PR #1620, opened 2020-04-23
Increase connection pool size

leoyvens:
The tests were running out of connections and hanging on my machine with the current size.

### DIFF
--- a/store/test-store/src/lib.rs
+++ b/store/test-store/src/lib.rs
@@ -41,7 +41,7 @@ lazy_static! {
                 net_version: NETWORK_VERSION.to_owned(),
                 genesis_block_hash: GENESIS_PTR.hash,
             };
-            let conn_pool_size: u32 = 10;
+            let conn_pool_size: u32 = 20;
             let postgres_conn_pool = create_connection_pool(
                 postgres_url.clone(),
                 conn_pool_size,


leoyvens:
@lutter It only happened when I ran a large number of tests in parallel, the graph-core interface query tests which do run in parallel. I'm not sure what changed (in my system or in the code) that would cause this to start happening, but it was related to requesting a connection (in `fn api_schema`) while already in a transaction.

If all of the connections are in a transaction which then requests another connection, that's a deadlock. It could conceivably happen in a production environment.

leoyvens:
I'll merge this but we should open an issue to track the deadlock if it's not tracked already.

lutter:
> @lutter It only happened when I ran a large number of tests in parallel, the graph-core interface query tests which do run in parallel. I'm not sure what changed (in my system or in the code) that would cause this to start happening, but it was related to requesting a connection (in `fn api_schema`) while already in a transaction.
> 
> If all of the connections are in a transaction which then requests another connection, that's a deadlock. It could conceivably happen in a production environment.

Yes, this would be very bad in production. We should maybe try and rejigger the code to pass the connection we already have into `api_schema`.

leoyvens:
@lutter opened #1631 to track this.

==

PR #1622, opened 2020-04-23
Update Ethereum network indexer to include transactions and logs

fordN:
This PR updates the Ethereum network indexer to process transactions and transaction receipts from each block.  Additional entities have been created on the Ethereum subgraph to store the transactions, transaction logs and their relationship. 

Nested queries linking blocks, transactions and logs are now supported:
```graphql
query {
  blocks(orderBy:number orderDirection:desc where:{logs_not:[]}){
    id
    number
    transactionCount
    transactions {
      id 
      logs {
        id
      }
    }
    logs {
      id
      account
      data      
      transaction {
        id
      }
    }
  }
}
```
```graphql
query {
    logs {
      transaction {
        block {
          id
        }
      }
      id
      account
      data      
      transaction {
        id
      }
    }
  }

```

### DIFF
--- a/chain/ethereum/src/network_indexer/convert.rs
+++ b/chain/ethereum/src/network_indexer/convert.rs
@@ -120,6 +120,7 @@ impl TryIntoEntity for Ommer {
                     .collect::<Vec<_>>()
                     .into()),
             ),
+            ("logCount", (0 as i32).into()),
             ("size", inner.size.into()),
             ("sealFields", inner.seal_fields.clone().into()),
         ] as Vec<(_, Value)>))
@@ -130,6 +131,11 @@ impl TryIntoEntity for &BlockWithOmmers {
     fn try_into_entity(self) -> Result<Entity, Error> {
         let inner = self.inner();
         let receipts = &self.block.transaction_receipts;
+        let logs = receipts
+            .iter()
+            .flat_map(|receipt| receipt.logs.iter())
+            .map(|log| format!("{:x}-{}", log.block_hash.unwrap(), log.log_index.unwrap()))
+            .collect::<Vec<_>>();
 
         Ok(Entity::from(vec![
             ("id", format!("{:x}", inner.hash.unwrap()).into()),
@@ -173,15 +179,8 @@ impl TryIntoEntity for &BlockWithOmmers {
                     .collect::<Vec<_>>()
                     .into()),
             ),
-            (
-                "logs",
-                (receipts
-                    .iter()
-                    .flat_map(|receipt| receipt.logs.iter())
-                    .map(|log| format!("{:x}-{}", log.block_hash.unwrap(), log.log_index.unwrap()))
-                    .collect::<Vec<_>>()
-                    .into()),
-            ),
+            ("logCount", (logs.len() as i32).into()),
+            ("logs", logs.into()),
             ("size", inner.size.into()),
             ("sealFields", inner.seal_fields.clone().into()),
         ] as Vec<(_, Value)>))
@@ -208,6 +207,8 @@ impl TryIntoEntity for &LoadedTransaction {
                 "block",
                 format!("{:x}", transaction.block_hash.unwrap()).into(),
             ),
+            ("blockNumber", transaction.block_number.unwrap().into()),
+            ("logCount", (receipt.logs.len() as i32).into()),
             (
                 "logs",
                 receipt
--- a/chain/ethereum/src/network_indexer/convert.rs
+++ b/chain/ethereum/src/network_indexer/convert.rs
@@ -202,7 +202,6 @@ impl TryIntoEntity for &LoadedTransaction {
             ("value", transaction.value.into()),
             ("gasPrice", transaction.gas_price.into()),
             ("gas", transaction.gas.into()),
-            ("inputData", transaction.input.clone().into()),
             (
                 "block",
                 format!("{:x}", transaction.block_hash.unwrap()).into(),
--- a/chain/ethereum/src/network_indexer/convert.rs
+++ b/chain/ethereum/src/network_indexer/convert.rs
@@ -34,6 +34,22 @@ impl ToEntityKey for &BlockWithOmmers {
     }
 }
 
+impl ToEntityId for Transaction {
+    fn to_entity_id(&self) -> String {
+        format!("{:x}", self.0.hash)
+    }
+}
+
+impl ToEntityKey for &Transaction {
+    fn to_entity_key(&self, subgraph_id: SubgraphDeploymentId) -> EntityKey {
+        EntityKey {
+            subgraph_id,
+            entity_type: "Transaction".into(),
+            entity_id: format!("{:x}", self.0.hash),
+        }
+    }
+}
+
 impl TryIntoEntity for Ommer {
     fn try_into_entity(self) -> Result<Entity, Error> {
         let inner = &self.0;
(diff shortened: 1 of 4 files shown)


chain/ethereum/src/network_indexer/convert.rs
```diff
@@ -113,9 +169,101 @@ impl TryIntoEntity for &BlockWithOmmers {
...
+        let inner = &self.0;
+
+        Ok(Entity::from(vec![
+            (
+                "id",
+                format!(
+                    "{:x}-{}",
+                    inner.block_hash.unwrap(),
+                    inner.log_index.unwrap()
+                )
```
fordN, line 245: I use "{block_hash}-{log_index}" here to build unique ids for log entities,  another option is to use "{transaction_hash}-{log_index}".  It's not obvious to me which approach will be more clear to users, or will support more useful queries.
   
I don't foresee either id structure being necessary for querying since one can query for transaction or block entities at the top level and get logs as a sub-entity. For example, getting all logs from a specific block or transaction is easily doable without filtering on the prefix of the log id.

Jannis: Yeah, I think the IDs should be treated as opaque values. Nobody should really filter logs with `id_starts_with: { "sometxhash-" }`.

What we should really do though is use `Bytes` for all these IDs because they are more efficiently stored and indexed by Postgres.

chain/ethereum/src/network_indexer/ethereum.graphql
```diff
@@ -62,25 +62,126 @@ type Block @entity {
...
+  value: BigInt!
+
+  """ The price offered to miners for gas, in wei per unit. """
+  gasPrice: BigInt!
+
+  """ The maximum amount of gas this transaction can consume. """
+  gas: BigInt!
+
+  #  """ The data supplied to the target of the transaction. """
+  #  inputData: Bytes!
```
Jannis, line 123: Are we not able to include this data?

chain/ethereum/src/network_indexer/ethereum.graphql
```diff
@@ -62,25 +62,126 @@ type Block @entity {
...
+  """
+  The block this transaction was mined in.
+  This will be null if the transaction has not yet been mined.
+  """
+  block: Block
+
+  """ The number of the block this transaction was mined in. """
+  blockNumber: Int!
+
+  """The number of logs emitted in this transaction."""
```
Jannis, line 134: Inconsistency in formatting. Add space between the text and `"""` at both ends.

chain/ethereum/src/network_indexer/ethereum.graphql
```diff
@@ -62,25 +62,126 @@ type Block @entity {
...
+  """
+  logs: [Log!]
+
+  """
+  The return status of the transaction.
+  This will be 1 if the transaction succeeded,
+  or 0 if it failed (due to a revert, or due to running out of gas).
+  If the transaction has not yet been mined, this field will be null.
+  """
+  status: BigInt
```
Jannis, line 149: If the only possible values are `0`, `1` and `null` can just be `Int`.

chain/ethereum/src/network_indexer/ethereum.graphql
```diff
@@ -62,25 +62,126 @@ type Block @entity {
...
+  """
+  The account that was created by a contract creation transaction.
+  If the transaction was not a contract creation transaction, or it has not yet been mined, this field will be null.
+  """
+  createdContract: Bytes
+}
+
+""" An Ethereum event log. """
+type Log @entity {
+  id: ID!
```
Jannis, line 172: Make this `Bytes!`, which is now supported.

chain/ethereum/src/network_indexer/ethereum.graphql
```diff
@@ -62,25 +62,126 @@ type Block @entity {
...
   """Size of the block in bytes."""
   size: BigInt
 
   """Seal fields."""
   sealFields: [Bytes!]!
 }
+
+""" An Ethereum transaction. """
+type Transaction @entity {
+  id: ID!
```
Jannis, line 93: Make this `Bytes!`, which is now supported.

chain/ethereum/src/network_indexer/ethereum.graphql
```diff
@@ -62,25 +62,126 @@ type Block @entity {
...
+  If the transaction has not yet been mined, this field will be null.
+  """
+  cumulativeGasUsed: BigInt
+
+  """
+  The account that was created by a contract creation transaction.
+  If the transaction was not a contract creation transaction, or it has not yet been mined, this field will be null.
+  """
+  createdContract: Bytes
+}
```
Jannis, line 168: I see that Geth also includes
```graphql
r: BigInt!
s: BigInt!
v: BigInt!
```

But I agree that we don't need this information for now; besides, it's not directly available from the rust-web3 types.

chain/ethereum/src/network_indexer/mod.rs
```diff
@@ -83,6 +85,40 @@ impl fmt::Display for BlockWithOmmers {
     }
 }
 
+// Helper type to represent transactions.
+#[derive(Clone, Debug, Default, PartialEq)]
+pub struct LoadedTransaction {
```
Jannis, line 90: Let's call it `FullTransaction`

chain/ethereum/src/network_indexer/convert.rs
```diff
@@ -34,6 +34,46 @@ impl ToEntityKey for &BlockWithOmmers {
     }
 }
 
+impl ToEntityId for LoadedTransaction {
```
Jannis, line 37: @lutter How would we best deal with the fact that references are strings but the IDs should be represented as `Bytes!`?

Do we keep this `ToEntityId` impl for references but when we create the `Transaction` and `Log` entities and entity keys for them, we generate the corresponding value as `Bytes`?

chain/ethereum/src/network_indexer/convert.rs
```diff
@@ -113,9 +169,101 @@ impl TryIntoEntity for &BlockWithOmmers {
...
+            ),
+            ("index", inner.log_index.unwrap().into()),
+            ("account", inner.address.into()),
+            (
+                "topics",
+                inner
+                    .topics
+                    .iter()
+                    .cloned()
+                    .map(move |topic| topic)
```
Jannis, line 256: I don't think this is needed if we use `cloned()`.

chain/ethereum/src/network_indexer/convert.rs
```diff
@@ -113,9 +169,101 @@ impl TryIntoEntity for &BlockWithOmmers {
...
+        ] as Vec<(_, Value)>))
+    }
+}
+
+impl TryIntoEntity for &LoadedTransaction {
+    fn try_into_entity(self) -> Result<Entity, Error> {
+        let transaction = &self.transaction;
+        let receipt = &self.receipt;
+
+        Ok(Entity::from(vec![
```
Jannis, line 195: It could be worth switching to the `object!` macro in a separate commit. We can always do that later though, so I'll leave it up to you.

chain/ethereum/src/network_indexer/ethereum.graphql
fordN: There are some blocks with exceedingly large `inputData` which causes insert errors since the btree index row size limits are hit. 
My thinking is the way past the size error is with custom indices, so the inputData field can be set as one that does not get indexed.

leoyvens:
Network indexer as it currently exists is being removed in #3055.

TASK OBJECTIVE: From the records above, copy out the line with "PR #1620, opened 2020-04-23", the line with "conn_pool_size: u32 = 10;", and every line between them, word for word.

ANSWER SECTION:
PR #1620, opened 2020-04-23
Increase connection pool size

leoyvens:
The tests were running out of connections and hanging on my machine with the current size.

### DIFF
--- a/store/test-store/src/lib.rs
+++ b/store/test-store/src/lib.rs
@@ -41,7 +41,7 @@ lazy_static! {
                 net_version: NETWORK_VERSION.to_owned(),
                 genesis_block_hash: GENESIS_PTR.hash,
             };
-            let conn_pool_size: u32 = 10;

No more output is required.